Minify your HTML on the fly!
Posted 09/18/2013 by asura
Minification is the process of removing unnecessary characters from the source code without changing its functionality. In some cases, this process drastically reduces the size of the files.
We commonly use minification for css and javascript files using libraries similar to SquishIt. These libraries not only minify at runtime but also give you a way to combine multiple css/js calls into one. It helps with the performance due to reduction in page size and also the number of calls to the server.
When it comes to HTML minification its a different story especially when it comes to Sitecore and asp.net websites. HTML minification at design time is not acceptable since it makes it difficult to change/add HTML.HTML minification at runtime is the best option, but should this be done in the page render or in the global.asax or higher up?
Our solution was to make it so that you can easily integrate it in to any Sitecore implementation without any code change. Our solution installs a DLL in the bin folder, a config file in the App_Config\Include folder and depending on the IIS version, you would need to add configuration to web.config.
We will be improving this module as we use it more in our projects and add useful features in the near future.
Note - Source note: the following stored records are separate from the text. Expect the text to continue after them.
PR #1632, opened 2026-09-21
feat(data-marts): resume interrupted backfills from the last loaded day

prokopetsv:
# Problem

A manual backfill that stopped before finishing restarted from its `StartDate` on the next attempt, re-importing every day it had already loaded. Users saw the run fail with `Connector process finished without terminal success status`, most often when a deploy or pod restart killed the connector process mid-run. Incremental runs already resumed, because every time-series connector emits `updateLastRequstedDate` after each fully imported day and the backend stores it as the incremental cursor. Backfills deliberately suppressed that message behind an `if (this.runConfig.type === RUN_CONFIG_TYPE.INCREMENTAL)` guard in each connector, so a backfill had no record of progress at all. The interrupted-run sweep then replayed the original payload unchanged, and a long backfill could burn its whole API budget repeating work.

# Solution

Connectors now emit the per-day message for both run types, and the backend decides where it belongs. The routing key is the run type the backend itself built and shipped to the child process in `OW_RUN_CONFIG`, so the two sides cannot disagree about which run produced a date.

- **Connectors**: removed the incremental-only guard at 11 checkpoint sites. The invariant that a date is only reported once it is complete for every node and account already held there, and is documented in each file.
- **Backend routing** (`connector-executor.service.ts`): an incremental run still writes the `ConnectorState` cursor exactly as before; a backfill records `additionalParams.backfillProgress[configId]` on the `DataMartRun` row instead. A backfill therefore never moves the incremental cursor, which would otherwise rewind it to the backfill's period and make the next scheduled run skip everything imported since.
- **Durability**: progress writes are chained and awaited in each configuration's `finally`, so the run's terminal status is never written ahead of the checkpoint a retry must start from. They use a targeted column `update` rather than `save`, because the terminal status write and cancellation touch the same row concurrently. A failed write is logged and swallowed, since a lost checkpoint only costs an idempotent re-import.
- **Resume** (`manual-backfill-range.ts`): `resumeManualBackfillPayload` shifts `StartDate` to the day after the last loaded one, clamped to `EndDate`. The resumed range is always a subset of an already-validated period, so it can never exceed the 31-day cap. Stale progress from an earlier period, and malformed dates, are ignored rather than allowed to widen the range.
- **Excluded connectors**: Shopify and TikTok Ads keep the old guard. Shopify walks the full date range per node with the node loop outside it, so a date finished for `orders` says nothing about `customers`. TikTok Ads swallows every fetch and storage error and reports failures only after the whole range, so a date that imported nothing would still be recorded. In both cases a resumed backfill would have skipped days that were never stored, so they continue to reload the whole period.

Re-running a day is safe because every storage flushes its buffer with a `MERGE` on unique keys before `saveData` returns, so the checkpoint is only emitted once the write is durable. No migration, no API change, and no new environment variable: the progress lives in an existing JSON column that the run response already masks for connector runs.

# Changes

- Removed the incremental-only guard around `updateLastRequstedDate` in 11 connectors, so manual backfills report each completed day.
- Kept the guard in Shopify and TikTok Ads, whose loop structure and error handling make a backfill checkpoint unsafe, and documented why at each call site.
- Added `unwrapRunPayload`, `isManualBackfillPayload`, `parseBackfillDay`, `readBackfillProgress` and `resumeManualBackfillPayload` to `manual-backfill-range.ts`.
- Routed `REQUESTED_DATE` messages by run type in `ConnectorExecutorService`, persisting backfill progress to `DataMartRun.additionalParams.backfillProgress` through a serialised, awaited promise chain.
- Shifted a resumed backfill's `StartDate` to the last loaded day plus one, clamped to `EndDate`, and recorded the reason as a run log so Run History explains the shorter period.
- Moved the run-payload unwrap out of `ConnectorSourceConfigService.buildRunConfig` into a shared helper so both callers handle the replayed and first-attempt shapes identically.
- Added `perDayCheckpoint` suites for Shopify and TikTok Ads pinning that neither records backfill progress.
- Updated the six existing `perDayCheckpoint` suites to assert that a backfill now reports each completed day, plus a partial-progress case for GoogleAds.
- Added backend coverage for progress persistence, cursor isolation, checkpoint ordering before the terminal status write, multi-configuration progress, resume clamping and write-failure tolerance.
- Documented the behaviour and its two exceptions in the connector setup guide.
- Added changeset `6888-resume-manual-backfill.md`.


prokopetsv (commented):
Review withdrawn.

.changeset/6888-resume-manual-backfill.md
```diff
@@ -0,0 +1,19 @@
+---
+'owox': minor
+---
+
+# Resume a manual backfill from the last fully loaded date
+
+A manual backfill that stops before it finishes now continues from the day after the last one it fully
```
laskevych: 🟡 Important (non-blocking): Narrow the wording to runs that are interrupted and retried automatically. The same applies to the new paragraph in `docs/getting-started/setup-guide/connector-data-mart.md`.

**Why:** Progress is stored on the `DataMartRun` row and only the interrupted-run sweep replays that row. A backfill that ends `FAILED` (or is cancelled) and is started again by the user creates a new run with `additionalParams = { payload }`, so it reloads the whole period. "A manual backfill that stops before it finishes now continues…" and "If a backfill stops early, the next attempt resumes…" promise more than that.

**Fix:** Say the resume applies when a deploy or restart interrupts the run and the automatic retry picks it up; a backfill started again by hand loads the full period.

apps/backend/src/data-marts/services/connector/connector-executor.service.spec.ts
```diff
@@ -1235,4 +1235,250 @@ describe('ConnectorExecutorService', () => {
...
+      );
+
+      const updates = progressUpdates(dataMartRunRepository);
+      expect(updates.at(-1)?.[1].additionalParams).toEqual({
+        payload: BACKFILL,
+        backfillProgress: { 'cfg-1': '2026-08-20', 'cfg-2': '2026-08-05' },
+      });
+    });
+
+    it('records the last checkpoint before the run reaches a terminal status', async () => {
```
laskevych: 💡 Suggestion: Make this test fail when `await progressWrite` is removed.

**Why:** The `update` mock resolves immediately, and the chained `.then` calls it in a microtask long before `updateRunStatus`. `invocationCallOrder` stays the same with or without the `await` in `finally`, so the durability guarantee this PR adds is not actually pinned.

**Fix:** Return a deferred promise from the progress `update`, assert that no terminal-status `update` has been issued while it is pending, then resolve it and assert the terminal write follows.

packages/connectors/src/Sources/GoogleAds/Connector.js
```diff
@@ -89,10 +89,8 @@ var GoogleAdsConnector = class GoogleAdsConnector extends AbstractConnector {
         }
       }
 
-      // Every customer and node stored this date, so the cursor can move past it.
-      if (this.runConfig.type === RUN_CONFIG_TYPE.INCREMENTAL) {
-        this.config.updateLastRequstedDate(currentDate);
-      }
+      // Every customer and node stored this date, so the checkpoint can move past it.
```
laskevych, line 92: 💡 Suggestion: Update "Saving incremental progress" in `packages/connectors/CONTRIBUTING.md` with the new contract.

**Why:** The section still describes `updateLastRequstedDate` as incremental-only. It is now also the backfill resume checkpoint, and it is only safe when the date loop encloses every node and account and no per-day error is swallowed. Those are exactly the reasons Shopify and TikTok Ads are excluded. A new connector that misses them gets silent gaps after a resumed backfill.

**Fix:** Add those two preconditions and point to Shopify / TikTok Ads as the "keep the guard" examples.

packages/connectors/src/Sources/FacebookMarketing/Connector.js
```diff
@@ -248,13 +248,11 @@ var FacebookMarketingConnector = class FacebookMarketingConnector extends Abstra
...
 
-        // Runs before the cursor moves: a day nobody could import must be requested again
+        // Runs before the checkpoint moves: a day nobody could import must be requested again
         this._throwIfAllAccountsSkipped(accountsIds, skipped, `for ${DateUtils.formatDate(startDate)}`);
 
-        // Only update LastRequestedDate for incremental runs
-        if (this.runConfig.type === RUN_CONFIG_TYPE.INCREMENTAL) {
-          this.config.updateLastRequstedDate(startDate);
-        }
+        // Every account stored this date, so the checkpoint can move past it.
```
laskevych: 🧹 Nit: Reword "Every account stored this date".

**Why:** Accounts the token cannot access are skipped on purpose, and the loop throws only when all of them are skipped. The checkpoint can therefore move while some accounts have no data for that day. The comment states an invariant the code does not hold, and the resume safety argument rests on it.

**Fix:** For example: "At least one account stored this date and the rest were skipped deliberately, so the checkpoint can move past it."

apps/backend/src/data-marts/services/connector/connector-executor.service.ts
```diff
@@ -487,7 +540,26 @@ export class ConnectorExecutorService {
           storage: await this.storageConfigService.buildStorageConfig(dataMart),
         });
 
-        const runConfig = this.sourceConfigService.buildRunConfig(payload, configState);
+        if (resume.resumedFrom) {
+          // Recorded as a run log, not only through the application logger: run history is
+          // where someone looks to understand why a retry requested fewer days.
+          const resumeMessage = `Resuming manual backfill from ${resume.resumedFrom}; days through ${resume.lastLoadedDate} were loaded by a previous attempt`;
```
laskevych: 🧹 Nit: Special-case the message for the clamped resume.

**Why:** When a previous attempt already reached `EndDate` (configuration 1 finished, configuration 2 was interrupted), Run History shows "Resuming manual backfill from 2026-08-20; days through 2026-08-20 were loaded by a previous attempt", which reads like a bug.

**Fix:** When `resumedFrom === lastLoadedDate`, log something like "The whole period was loaded by a previous attempt; re-checking the last day".

laskevych (approved):
Approving: routing by run type, checkpoint durability and the Shopify / TikTok Ads exclusions all hold up. Five non-blocking notes inline.

.changeset/6888-resume-manual-backfill.md
prokopetsv: Agreed, and this was the most important of the five. Progress lives on the `DataMartRun` row, and only `executeInterruptedRuns` replays that row, so a `FAILED` or cancelled backfill started again by hand creates a fresh run with `additionalParams = { payload }` and reloads everything. The old wording promised resume for that case too.

Both texts now name the automatic retry explicitly and state the other case rather than leaving it implied:

- changeset: "When a deploy or a restart interrupts a manual backfill, the automatic retry now continues from the day after the last one it fully loaded" plus "Starting a backfill yourself always loads the whole period you choose, including after one that failed. Only the automatic retry of an interrupted run resumes."
- setup guide: same split, within the 20-word sentence rule.

Fixed in fe64a92e5.

apps/backend/src/data-marts/services/connector/connector-executor.service.spec.ts
prokopetsv: You are right, and I confirmed it the direct way before fixing: I deleted `await progressWrite` from the configuration's `finally` and the test still passed. It pinned nothing. There are several awaits between the checkpoint and `updateRunStatus`, so the immediately-resolved `.then` always drained first regardless.

Rewrote it as you suggested. The progress `update` now returns a promise the test holds open, and the assertions are:

1. after letting every unrelated microtask settle, no terminal-status `update` has been issued;
2. release the checkpoint, await the run, and a terminal write has now happened.

Verified it fails with the `await` removed and passes with it, so the guarantee is genuinely pinned. Renamed to `waits for an in-flight checkpoint before writing the terminal status`.

Fixed in fe64a92e5.

packages/connectors/src/Sources/GoogleAds/Connector.js
prokopetsv: Valid, and this is the one that protects future connectors rather than this PR. The section described the call as incremental-only and mentioned accounts but not nodes.

Rewrote it to state the new contract and, more importantly, the two conditions that make an unconditional call safe:

- the date loop encloses every node and every account;
- nothing between the fetch and the call swallows an error, so a date that imported nothing stops the run instead of reaching the checkpoint.

It then says to keep the `RUN_CONFIG_TYPE.INCREMENTAL` guard when either fails, and names `Sources/Shopify` as the first failure and `Sources/TikTokAds` as the second, noting both are pinned by a `perDayCheckpoint` test.

Fixed in fe64a92e5.

packages/connectors/src/Sources/FacebookMarketing/Connector.js
prokopetsv: Correct, the comment claimed an invariant the code does not hold. `_throwIfAllAccountsSkipped` only throws when every account was skipped, so the checkpoint can move while some accounts stored nothing for that day.

Worth separating the two things, because the safety argument survives even though the comment was wrong: `_skipOrRethrow` re-throws anything without `isWarning`, so the only skipped accounts are ones the token cannot reach, and those stay unreachable however often they are retried. Re-fetching them on resume would recover nothing. So the checkpoint moving is still right, the sentence justifying it was not.

Reworded close to your suggestion:

```js
// At least one account stored this date and any others were skipped deliberately,
// as accounts the token cannot reach stay unreachable however often they are retried.
// A date no account could import throws above, so the checkpoint can move past it.
```

Fixed in fe64a92e5.

apps/backend/src/data-marts/services/connector/connector-executor.service.ts
prokopetsv: Agreed, that message reads like a defect. It is reachable exactly as you describe: a previous attempt that reached `EndDate` leaves `resumedFrom` clamped onto `lastLoadedDate`, so both halves of the sentence name the same day.

Split the message on `resume.resumedFrom === resume.lastLoadedDate`:

- clamped: "A previous attempt loaded this manual backfill through 2026-08-20, the end of the period; re-checking that day"
- normal: unchanged.

Kept the re-check itself rather than skipping the configuration, for the reason already in `resumeManualBackfillPayload`: skipping would need a second path reporting success without the connector confirming its own field and catalog work, and one already-stored day is idempotent.

Fixed in fe64a92e5.

zapolsky:

The mechanism is sound, and the three load-bearing claims were attacked directly and survived: every storage merges on unique keys inside `saveData` before it returns (BigQuery `:511-531`, Snowflake `:499-517`, Databricks `:536-567`, Athena `:564-611`, Redshift `:823-890`), so the clamped re-run of one day really is idempotent; the run type is decided once from the body actually shipped to the child process; and the eleven de-guarded connectors were checked line by line, not taken from the summary. The **cross-package version-skew** hazard — a newer `@owox/connectors` emitting backfill dates to an older backend that would route them into the incremental cursor — was the strongest candidate blocker and is **dead**: `tools/update-package-versions-for-publishing.mjs:161-173` rewrites every internal `"*"` to an exact version at publish time (`.github/workflows/publish.yml:66`), and `.changeset/config.json` keeps these packages in one `fixed` group, so `@owox/backend@X` pins `@owox/connectors@X` exactly.

laskevych's five notes are all addressed at this head and are not repeated below. One of them is worth closing explicitly: the rewritten checkpoint-ordering test **does** now pin the guarantee. The `update` mock only blocks when the write carries `additionalParams`, and the terminal write never does; the whole path from the configuration `finally` to `updateRunStatus` is microtask-only (no timer, no real I/O, no fake timers in the backend jest config), so `setImmediate` fires strictly after it drains. Deleting `await progressWrite` would make `expect(terminalWrites()).toHaveLength(0)` fail.

- `packages/connectors/src/Sources/BankOfCanada/Connector.js:78` — **three of the eleven de-guarded connectors gain nothing from this change, and the docs promise them something they structurally cannot do.** BankOfCanada (`:51-79`), OpenHolidays (`:52-79`) and LinkedInPages (`:39-62`) fetch the *entire* period in one call and checkpoint once, after it. An interruption before the range completes records nothing; the only value they can ever store is `EndDate` (LinkedInPages: `actualEndDate = StartDate + daysToFetch - 1`, `:145-146`), which `manual-backfill-range.ts:210` always clamps to the one-day re-check branch. So their retry can never resume mid-period — yet `.changeset/6888-resume-manual-backfill.md` and `docs/getting-started/setup-guide/connector-data-mart.md:143-147` say the automatic retry "continues from the day after the last one it fully loaded" and name only Shopify and TikTok Ads as exceptions. That is a second, independent overpromise in the sentence already narrowed once. Since de-guarding buys these three nothing while adding the trap in the next note, the cheapest fix is to keep their guard and list them with Shopify/TikTok — or, if they stay de-guarded, add them to the exception wording and change their comment to say the checkpoint is always the end of the range.
- `apps/backend/src/data-marts/utils/manual-backfill-range.ts:204` — **`resumeManualBackfillPayload` guards only the lower bound**, so a checkpoint *later* than `EndDate` passes and `:210`'s `Math.min(lastLoaded + DAY_MS, end)` collapses the retry to a single day that then reports SUCCESS — the exact failure the function's own doc block (`:181-190`) says it prevents. Not reachable today (all 13 connectors emit inside `[StartDate, EndDate]`), but `LinkedInPages/Connector.js:150-151` already computes a sibling `endDate = actualEndDate + 1 day` for the LinkedIn API right next to the value that gets checkpointed. Fix: `if (lastLoaded < start || lastLoaded > end) return { body };`.
- `packages/connectors/src/Sources/LinkedInPages/Connector.js:57` — **the "single time-series node" invariant that four connectors now depend on is enforced only by prose, and the warning sits in the wrong file.** `CONTRIBUTING.md:77-84` states two permissible shapes and names the disqualifying one by example ("`Sources/Shopify` breaks the first rule, because its date loop sits inside the node loop") — yet `OpenExchangeRates` (`startImportProcess:28-33` loops nodes, day loop at `:65` inside `processTimeSeriesNode`) is structurally identical to that counter-example and is de-guarded in the same PR, while BankOfCanada/OpenHolidays/LinkedInPages have no date loop at all. All four are safe only because each declares exactly one time-series node — a corollary that appears nowhere in the docs (`grep -rin "single time-series"` over `docs/`, `CONTRIBUTING.md`, `README.md` finds nothing) and is checked by no test: nothing in the backend reads `isTimeSeries`, and the storages merge on unique keys, so absent rows are invisible. **LinkedInPages is one schema edit away**: add a second `isTimeSeries: true` node and an interrupted backfill checkpoints `EndDate` after the first node, the retry gives the second node only the final day, every intermediate day is lost, and the run reports success while Run History prints "A previous attempt loaded this manual backfill through {EndDate}" — which is false for that node. The edit that breaks it happens in `LinkedInPagesAPIReference/LinkedInPagesFieldsSchema.js`, which carries no warning at all. Three fixes, cheapest first: put the warning (or a pointer) next to the `isTimeSeries` flags in the schema file; add the third permissible shape to `CONTRIBUTING.md:77`; add a `perDayCheckpoint` test asserting the schema declares exactly one time-series node. Note the count: of the 11 de-guarded connectors, **5 have no `perDayCheckpoint` test at all** — LinkedInPages, BankOfCanada, OpenExchangeRates, OpenHolidays and FacebookMarketing.
- `apps/backend/src/data-marts/services/connector/connector-executor.service.ts:442` — **the checkpoint is "last reported", not "furthest reached".** `backfillProgress = { ...backfillProgress, [configId]: completedDay }` overwrites unconditionally, while the spec that covers it is named `keeps every completed day, so the run reflects the furthest one reached` (`connector-executor.service.spec.ts:1305`). Monotonicity holds today only by accident of every caller. Fix: keep the later of the two (lexicographic compare is safe for `YYYY-MM-DD`), or rename the test to what the code does.
- `apps/backend/src/data-marts/services/connector/connector-source-config.service.ts:65` — **an unrecognised or absent `runType` silently becomes `INCREMENTAL`**, and that is the one hop that would turn a lost `additionalParams.payload` into precisely the incident this PR exists to prevent: `isBackfill` false → the retry's dates go into the real `ConnectorState` cursor. The chain is broken at this head (`connector-run.service.ts:176` always sets `{ payload }` for a backfill, and the entity is re-loaded at claim time), so this is about the failure *direction*, not a live bug. Compare `manual-backfill-range.ts:11-19`, where the same kind of contract assumption is deliberately made to fail loudly. Fix: throw or log at error level on an unrecognised `runType`, and keep `payload` explicitly in `persistBackfillProgress` rather than relying on the spread.
- `packages/connectors/src/Sources/LinkedInAds/Connector.js:86` — **a resumed backfill silently drops the analytics-truncation warning for every day it skips.** `reportTruncatedAnalytics()` runs after the date loop and reads `this.source.truncatedAnalyticsDays`, which lives in the child process and dies with it; an interrupted attempt never emits it, and the resumed attempt never re-walks those days. Before this PR the whole range was re-walked on every retry, so the warning was always regenerated. The rows are identical either way — this loses a signal, not data. FacebookMarketing has the same end-of-run shape but is unaffected, because its per-skip warning is already emitted inline at `:105`. Fix: emit the truncation warning per day inside the loop, or document LinkedInAds as a third caveat in `CONTRIBUTING.md:70-86`.

## 📝 On comment density (raised separately by the repo owner)

Measured rather than eyeballed — comment lines ÷ (comment + code), whole files before vs after this PR:

| | before | after | house baseline |
|---|---|---|---|
| all 15 `Sources/*/Connector.js` | 34% | **35%** | 34% |
| `connector-executor.service.ts` | 10% | **12%** | `data-marts/services/**` = 12% |
| `manual-backfill-range.ts` | 19% | **31%** | `data-marts/utils/*.ts` = 19% |

No connector file moved by more than +3 points, and the executor landed exactly on its folder's baseline. The 79%-comment figure the diff suggests for connectors is an artifact: those hunks mostly *delete* the guard and leave an explanation behind. **The density is not out of line with this repo — with one exception:** `manual-backfill-range.ts` was precisely on the `utils/` norm before this PR and is now ~27 comment lines above it.

What does read as noise is **repetition**, not volume. Of the 41 comment lines added under `packages/connectors/`, 16 are reworded existing lines (`cursor` → `checkpoint`) and 25 are new; of those 25, **9** are the Shopify/TikTok Ads exclusion blocks, **4** are the FacebookMarketing rewrite, and the remaining **12 are one three-line paragraph copy-pasted into four files** — while this same PR gives that rule a canonical home at `CONTRIBUTING.md:70-86`.

- **Keep:** `Shopify/Connector.js:84-87` and `TikTokAds/Connector.js:208-212` — the best comments here; each states a verifiable structural reason *and* a restore condition, and each is pinned by a test. Also `connector-executor.service.ts:327-328` (prevents the `run.runType` "simplification", which would always be false — the column holds `manual | scheduled`, never `MANUAL_BACKFILL`), `:427-431`, `:927-935`, and `manual-backfill-range.ts:127-134` (`unwrapRunPayload`'s two-shaped input is genuinely invisible from the call site).
- **Consolidate:** the four identical "single time-series node" blocks → one sentence in `CONTRIBUTING.md` plus a one-line pointer per file (and a test — see the third note above, which is the same problem seen from the correctness side). The six-times-repeated "A backfill checkpoints the same way an incremental run does…" preamble in the updated `perDayCheckpoint` suites is fully covered by `CONTRIBUTING.md:73-75`.
- **Trim:** `manual-backfill-range.ts:185-187` enumerates in English the guard on `:195-199`; `:146-148`'s second sentence repeats the `isoDaySchema` comment 110 lines above; `connector-executor.service.ts:672-674` restates `:368-369`; the clamp rationale appears in four places — keep the canonical one at `manual-backfill-range.ts:206-209` (it names the rejected alternative) and point at it from the others.

The `cursor` → `checkpoint` rename (32 diff lines, 2% of the diff) is worth keeping: after this PR one call feeds two different sinks, so "the incremental cursor may only move once a date is complete" would be factually wrong, not merely stale.

<details>

- `connector-executor.service.ts:919-925` — the `persistBackfillProgress` JSDoc says the row "is concurrently written by the terminal status update and by a cancellation, and saving a stale entity would revert them". True for *other* columns, which is why `update`-not-`save` is the right call — but it reads as if `additionalParams` itself were contended. It is not: every writer of that column (`connector-run.service.ts:176`, `data-mart-run.service.ts:618`/`:669`, `ai-insights/data-mart-insight-template.facade.ts:43`) misses connector runs. Reword to "safe because nothing else writes `additionalParams` for a connector run", and name them — otherwise a future `additionalParams.cancelledBy` gets silently clobbered by a checkpoint while the comment reassures the reader it cannot.
- `connector-executor.service.ts:933` — the checkpoint `update` uses `{ id: run.id }` with no `status: In(NON_TERMINAL_DATA_MART_RUN_STATUSES)` guard, unlike both neighbouring writes in the same file (`:129-131`, `:1002-1003`) which carry it and document why. Inert today (cancelled runs are never swept) but inconsistent.
- `packages/connectors/src/Core/AbstractConnector.js:166-169` — the 12th checkpoint site still carries the old guard and the pre-PR comment, with no note. No shipped connector is affected (all 15 override `startImportProcess`), but it is the default a new connector inherits, and `CONTRIBUTING.md` now tells contributors to call unconditionally. Either convert it or give it the one-line "deliberately guarded because…" treatment Shopify and TikTok Ads got.
- `packages/connectors/src/Core/AbstractConfig.js` — the `updateLastRequstedDate` JSDoc still describes the method as incremental-only ("prevents duplicate data requests"). That is the contract surface a third-party host of the published package reads.
- `connector-types/connector-message/schemas/types/message-requested-date.schema.ts:7` — `date: z.string()` now feeds two sinks with different validity contracts: the backfill path normalizes and drops unusable values with a warning, while the incremental path still writes the raw string into `ConnectorState`. Tightening the schema to the day-normalizing shape would make both agree (trade-off: a malformed date becomes `UNKNOWN` at the parser instead of reaching either sink).
- `connector-executor.service.spec.ts` — `createRun()` has no `additionalParams`, so the two headline backfill tests assert `{ additionalParams: { backfillProgress: {...} } }`, a row shape production never produces (a backfill row always carries `{ payload }`). The spread *is* pinned, but only by `:1391`; dropping it at `:937` would keep the headline tests green.
- `connector-executor.service.spec.ts:1244` — `emitCompletedDay` sends `date: '2026-08-11'`, while the wire always carries a full ISO timestamp (`NodeJsConfig.js:122-131` `JSON.stringify`s a `Date`). Narrowing `isoDaySchema` to `^\d{4}-\d{2}-\d{2}$` would silently drop every backfill checkpoint in production and leave the whole executor suite green.
- `connector-run.service.ts:117` — the sweep seam that forwards `payload: run.additionalParams` is the one line the whole resume feature rests on, and `connector-run.service.spec.ts:184` asserts only `expect(createTrigger).toHaveBeenCalled()`; the executor specs hand-construct the replayed shape themselves.
- `connector-executor.service.ts:326` vs `connector-source-config.service.ts:60` — `unwrapRunPayload` runs twice on the same body, so the "can never disagree" comment is stronger than the code; the reassurance actually comes from the DTO rejecting any key other than `runType`/`data` (`run-data-mart-request-api.dto.ts:24`). Unreachable today; consider dropping the second unwrap.
- `connector-executor.service.ts:444-451` — one full `additionalParams` rewrite per imported day per configuration (a 31-day × 3-config backfill is 93 rewrites of a column that also carries the run payload). Coalescing when the day is unchanged would be cheap; matters most on SQLite deployments, which serialise on one connection.
- `CONTRIBUTING.md:70-86` — the new rule "nothing between the fetch and the call swallows an error" is stated absolutely, but FacebookMarketing deliberately skips permanently-unreachable accounts and LinkedInAds checkpoints days whose analytics hit LinkedIn's element cap. Both are defensible (re-running recovers neither), but they are exceptions the rule does not name.
- `manual-backfill-range.ts` — now carries two lifecycle concerns under one backfill-specific name: request-time validation (called from `connector-run.service.ts:48`) and run-time resume/progress (called only from the executor), plus `unwrapRunPayload`, which is not backfill logic at all and is used for every run type. At 218 lines it is 5× the next-largest file in `utils/`. Splitting out `utils/run-payload.ts` would let the rest keep the name it was given.
- `packages/connectors/src/Sources/GoogleAds/Connector.js:78` — six connectors advance the day loop with local-time `setDate(getDate()+k)` (GoogleAds `:78-79`, CriteoAds `:68-69`, MicrosoftAds `:90-91`, RedditAds `:64-65`, OpenExchangeRates `:66-67`, FacebookMarketing `:257-258`), unlike LinkedInAds `:68-69` and XAds `:80`, which use `setUTCDate` and say why. This cannot open a hole — the fetched and checkpointed days come from the same `Date` via `toISOString()`, so the drift can only duplicate a UTC day, and a skip would need a spring→autumn round trip, well beyond the 31-day cap. It does mean a backfill spanning a spring-forward transition on a non-UTC host ends one day short of `EndDate` while re-fetching one day. Entirely pre-existing and unreachable on the shipped runtime (`node:22-slim` defaults to UTC and no `TZ` is set anywhere — `connector-process-spawner.service.ts:48-54` plain-inherits the env); reachable only for self-hosted `owox serve` on a non-UTC host. Worth knowing, since this PR's resume path is what would repair it.
- minor: `manual-backfill-range.ts:166-169` rebuilds the accumulator with a spread per entry (O(n²), irrelevant at this n, but `progress[configId] = day` is simpler); `connector-executor.service.ts:945` introduces `castError` while the other ~8 error sites in the same file use the inline ternary, so the file now does it two ways; `connector-executor.service.spec.ts` declares `emitSuccessMessageFor` at module scope *after* the closing `});` of the top-level `describe` and it duplicates the `emitSuccessMessage` that `createService()` already returns; `runConnectorConfigurations` now takes the whole `DataMartRun` entity where every other private helper in the class takes `runId: string`, and it only ever reads `id` and `additionalParams`.

</details>

**ci-parity (read from `gh pr checks`; no test, build or type-check was run locally):** 21 green, 0 red, 0 pending — lint, Prettier, Markdownlint, every workspace unit suite, Audit, Build, all four API E2E shards and Browser E2E. Changeset present and correctly named (`.changeset/6888-resume-manual-backfill.md`, Fibery id + `'owox': minor`). No migration, no facade, no controller endpoint touched, so the migration, facade-test and `@Auth` gates are not engaged.

<sub>Automated OWOX review · worktree checkout · 5 analysis agents + 3 adversarial skeptics · no test, build or type-check run locally (the DST verdict additionally used standalone `Date`-semantics probes over all 418 IANA zones, touching no repo code). Candidate blockers: 2 through the adversarial gate → 0 confirmed. A DST/UTC resume-skew theory was refuted on the code (and by an exhaustive sweep of all 418 IANA zones); the single-time-series-node gap was confirmed but is latent-only, so it is a note rather than a blocker. A third candidate — cross-package version skew — was disproved by two agents independently before it reached the gate.</sub>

Once installed you can tweak the configuration file NTT.Minifier.Config. Below is an example:
The module code will not execute if the HTMLContentType is set to false or if the Debug flag is set to true. At this point in time, we are only minifying HTML on the fly.
To accomplish this, we created an HTTP Module using which we handle the PostReleaseRequestState event. This event is fired in a HTTP Application when all the request event handlers and the request state data is stored. This is the last possible event before the generated output is pushed out to the client web browser.
For each request, we check if the HTMLContentType is true and Debug is false. Once the condition has been met, we check to make sure the url doesn't contain the ExcludedKeywords, like /sitecore and checks if the ExcludeExtensions are ignored. These checks save a lot of time during processing. On average, the request takes 38 milliseconds to process but the performance gain is while the content gets downloaded on to the client. The HTML payload was typically reduced by 10 - 20%.
Before Compression:

After Compression:

Once all the checks are done, we minify the html by running multiple Regex queries. We are doing this by defining the Regex and the ReplaceWith by using a custom class called Expression. Here is a sample:
namespace NTT.Minifier
{
public class Expression
{
public Expression(Regex expr, string replaceWith = "")
{ RegularExpression = expr; ReplaceWith = replaceWith; }
public Regex RegularExpression { get; private set; }
public string ReplaceWith { get; private set; }
}
}
Here is a sample of the Regex load:
//tabs
expressionList.Add(new Expression(new Regex("\t", RegexOptions.Compiled | RegexOptions.Multiline)));
//space before tag
expressionList.Add(new Expression(new Regex(@"\s+<", RegexOptions.Multiline | RegexOptions.Compiled), " <"));
//space after tag
expressionList.Add(new Expression(new Regex(@">\s+", RegexOptions.Compiled | RegexOptions.Multiline), "> "));
//multiple spaces
expressionList.Add(new Expression(new Regex(@"^\s+", RegexOptions.Multiline | RegexOptions.Compiled)));
//comment tags excep IE if statements
expressionList.Add(new Expression(new Regex(@"", RegexOptions.Singleline | RegexOptions.Compiled), string.Empty));
In the Write method, we loop through the expressions and run the Regex's on the buffer string:
//convert byte array to string
string bufferString = Encoding.Default.GetString(buffer);
//loop all the expressions
foreach (Expression expr in expressionList)
{
bufferString = expr.RegularExpression.Replace(bufferString, expr.ReplaceWith);
}
//write the content with converting in bytes
outputStream.Write(Encoding.Default.GetBytes(bufferString), offset, Encoding.Default.GetByteCount(bufferString));
Notice that we maintain the encoding on the document. You can force UTF8 encoding if you choose to.
In general, I found that removing newline characters (/r/n) causes issues with form post in Google Chrome web browser. In particular, the OnSubmit javascript method doesn't get triggered, so all validations are ignored and the form submits.